= DATA RECORDS =
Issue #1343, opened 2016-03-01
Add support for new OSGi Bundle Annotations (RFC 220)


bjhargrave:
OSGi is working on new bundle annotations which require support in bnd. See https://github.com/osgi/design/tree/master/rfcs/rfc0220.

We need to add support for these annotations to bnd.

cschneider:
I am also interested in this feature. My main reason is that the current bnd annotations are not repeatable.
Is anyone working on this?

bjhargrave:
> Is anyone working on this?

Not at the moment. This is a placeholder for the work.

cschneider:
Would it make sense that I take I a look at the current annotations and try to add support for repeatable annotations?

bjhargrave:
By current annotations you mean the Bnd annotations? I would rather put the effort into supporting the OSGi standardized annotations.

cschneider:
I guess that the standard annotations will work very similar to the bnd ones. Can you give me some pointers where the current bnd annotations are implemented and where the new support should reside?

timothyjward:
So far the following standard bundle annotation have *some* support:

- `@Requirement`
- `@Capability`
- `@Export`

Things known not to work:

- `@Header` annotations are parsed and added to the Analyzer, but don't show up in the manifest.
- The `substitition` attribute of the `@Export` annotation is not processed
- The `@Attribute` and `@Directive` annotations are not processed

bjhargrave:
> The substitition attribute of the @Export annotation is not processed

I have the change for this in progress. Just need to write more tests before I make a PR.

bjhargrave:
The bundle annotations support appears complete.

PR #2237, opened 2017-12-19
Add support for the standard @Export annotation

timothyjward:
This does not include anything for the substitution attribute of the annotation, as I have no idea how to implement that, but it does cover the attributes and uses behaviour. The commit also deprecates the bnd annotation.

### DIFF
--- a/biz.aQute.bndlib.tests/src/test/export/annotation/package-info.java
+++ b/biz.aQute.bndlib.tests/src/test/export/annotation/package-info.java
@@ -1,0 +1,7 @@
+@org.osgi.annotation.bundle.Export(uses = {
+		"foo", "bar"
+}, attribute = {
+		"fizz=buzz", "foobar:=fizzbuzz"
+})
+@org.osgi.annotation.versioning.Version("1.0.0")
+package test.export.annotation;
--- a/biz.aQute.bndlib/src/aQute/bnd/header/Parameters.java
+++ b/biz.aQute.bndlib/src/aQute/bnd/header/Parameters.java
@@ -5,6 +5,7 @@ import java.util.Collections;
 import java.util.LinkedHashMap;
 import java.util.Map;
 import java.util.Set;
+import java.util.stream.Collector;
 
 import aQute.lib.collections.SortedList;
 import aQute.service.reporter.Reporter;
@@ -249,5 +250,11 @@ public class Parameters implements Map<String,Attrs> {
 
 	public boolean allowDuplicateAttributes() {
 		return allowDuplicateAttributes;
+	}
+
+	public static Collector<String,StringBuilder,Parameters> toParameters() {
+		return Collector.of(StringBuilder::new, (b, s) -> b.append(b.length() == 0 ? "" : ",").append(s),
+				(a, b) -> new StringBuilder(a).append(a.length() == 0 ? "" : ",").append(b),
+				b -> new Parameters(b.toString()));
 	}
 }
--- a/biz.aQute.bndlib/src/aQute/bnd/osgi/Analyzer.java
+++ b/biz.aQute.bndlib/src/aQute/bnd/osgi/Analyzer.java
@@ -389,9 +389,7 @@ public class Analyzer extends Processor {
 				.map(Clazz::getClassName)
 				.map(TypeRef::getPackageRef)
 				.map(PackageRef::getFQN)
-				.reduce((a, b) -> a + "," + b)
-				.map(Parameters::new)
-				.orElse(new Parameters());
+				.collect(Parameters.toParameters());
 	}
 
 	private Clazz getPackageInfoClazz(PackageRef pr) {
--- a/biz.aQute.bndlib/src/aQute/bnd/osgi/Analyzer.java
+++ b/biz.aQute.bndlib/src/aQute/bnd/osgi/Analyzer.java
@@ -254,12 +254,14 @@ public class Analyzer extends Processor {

= WHAT IS BEING ASKED =
I need every line of the material that includes "public", so please copy them out.

= TASK OUTPUT =
@@ -249,5 +250,11 @@ public class Parameters implements Map<String,Attrs> {
 	public boolean allowDuplicateAttributes() {
+	public static Collector<String,StringBuilder,Parameters> toParameters() {
@@ -389,9 +389,7 @@ public class Analyzer extends Processor {
@@ -254,12 +254,14 @@ public class Analyzer extends Processor {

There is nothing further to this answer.